Cycle Detection Does a given graph have an cycles ? Is the graph a forest ?
This problem is easy to solve using DFS because any back edge in a DFS tree belongs to cycle consisting of edge plus the tree path connecting nodes.
For testing this condition we add else clause to program 18.1’s if condition to test whether t is equal to v.
If it is, we have just encountered the parent link $w-v$. If not, w-t completes a cycle with edges from $t$ down to $w$ in the DFS tree.
Any graph with V or more edges must have cycle so it takes V visits at most to find out the cycle.
Simple Path Given two vertices, is there a path in the graph that connects them ?
Simple Connectivity We can check connectivity in linear time. Graph-search strategy is dependent on upon calling a search function for each connected component. In a DFS, the graph is connected if and only if the graph-search function calls the recursive DFS function just once. The number of connected components in the graph is precisely the number of times that recursive function is called from GRAPHSearch, so we can find number of connective components by keeping track of such calls.
Program 18.4 Graph Connectivity
CC constructor computes, in linear time, the number of connected components in a graph and stores a component index associated index associated with each vertex in the private vertex-indexed vector id. Clients can use a CC object to find the number of connected components (count ) or test whether any pair of vertices are connected (connect), in constant time.
template <class Graph> class CC
{
const Graph &G;
int ccnt;
vector <int> id;
void ccR(int w)
{
id[w] = ccnt;
typename Graph::adjIterator A(G,w);
for(int v = A.beg(); !A.end(); v = A.nxt())
if(id[v] == -1) ccR(v);
}
public:
CC(const Graph &G) : G(G), ccnt(0), id(G.V(),-1)
{
for(int v = 0; v <G.V() ; v++)
if(id[v] == -1) { ccR(v); ccnt++;}
}
int count() const {return ccnt;}
bool connect(int s, int t) const
{ return id[s] == id[t] ; }
};
**Two-way Euler tour ** is a DFS-based class for finding a path that uses all the edges in a graph exactly twice-once in each direction.
The path corresponds to Tremaux exploration.

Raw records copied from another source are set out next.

PR #507, opened 2026-02-17
Fix #505 - better logging from kprox

### LINKED ISSUE #505: Kafka HTTP proxy logging
The logging situation needs to be improved for production:

* With -v, all verbose logging should go to the journal.
* With -d, all debug logging should go to stderr (it already does) and all error/verbose logging should go to stderr in addition to the journal.

Possibly, if we were to standardize on something like the slurm-monitor ingestion UI for user-facing logging, we could add an option to send information to that UI via zeromq, see https://zeromq.org/languages/go/ for available (trusted) libraries.

lars-t-hansen:
Tested manually locally.  With -d we get logging both in the journal and on stderr, with only -v we get it only in the journal, without any options we only get critical messages in the journal.

### DIFF
--- a/util/kafka-proxy/kprox.go
+++ b/util/kafka-proxy/kprox.go
@@ -156,7 +156,7 @@ type Msg struct {
 
 func main() {
 	var err error
-	syslogger, err = syslog.Dial("", "", syslog.LOG_INFO|syslog.LOG_USER, "kprox")
+	syslogger, err = syslog.Dial("", "", syslog.LOG_USER, "kprox")
 	if err != nil {
 		log.Fatalf("Failing to open syslogger: %v", err)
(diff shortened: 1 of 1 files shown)


util/kafka-proxy/kprox.go
```diff
@@ -398,29 +408,22 @@ func parsePayload(ch chan<- Msg, payload []byte) (int, string) {
 		}
 		loc := bytes.IndexByte(payload[ix:], '\n')
 		if loc == -1 {
-			if *verbose {
-				log.Printf("Trailing junk in message")
-			}
+			log.Print("Trailing junk in message")
```
lars-t-hansen: Bug.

program 18.5 Two-way Euler tour
template <class Graph>
class EULER : public SEARCH<Graph>
{
void searchC(Edge e){
int v = e.v, w = e.w;
ord[w] = cnt++;
cout << "-" << w;
typename Graph::adjIterator A(G,w);
for(int t = A.beg(); !A.end(); A.nxt())
if(ord[t] == -1) searchC(Edge(w,t));
else if(ord[t] < ord[v])
cout<<"-" << t << "-" << w;
if(v!=w) cout<<"-"<<v; else cout << endl;
}
public:
EULER(const Graph &G) : SEARCH<Graph>(G)
{ search();}
};
Spanning Forest
Given a connected graph with V vertices, find a set of $V-1$ edges that connects the vertices. If graph has $C$ connected components, find a spanning forest (with $V-C$ edges). We have already seen solution in 18.3 program :)
Vertex Search
How many vertices are in the same connected component as a given vertex ? We can solve this problem easily by starting a DFS at the vertex and counting the number of vertices marked. In a dense graph, we can speed up the process considerably by stopping the DFS after we have marked $V$ vertices at that point, we know that no edge will take us to vertex we have not yet seen, so we will be ignoring all the rest of edges.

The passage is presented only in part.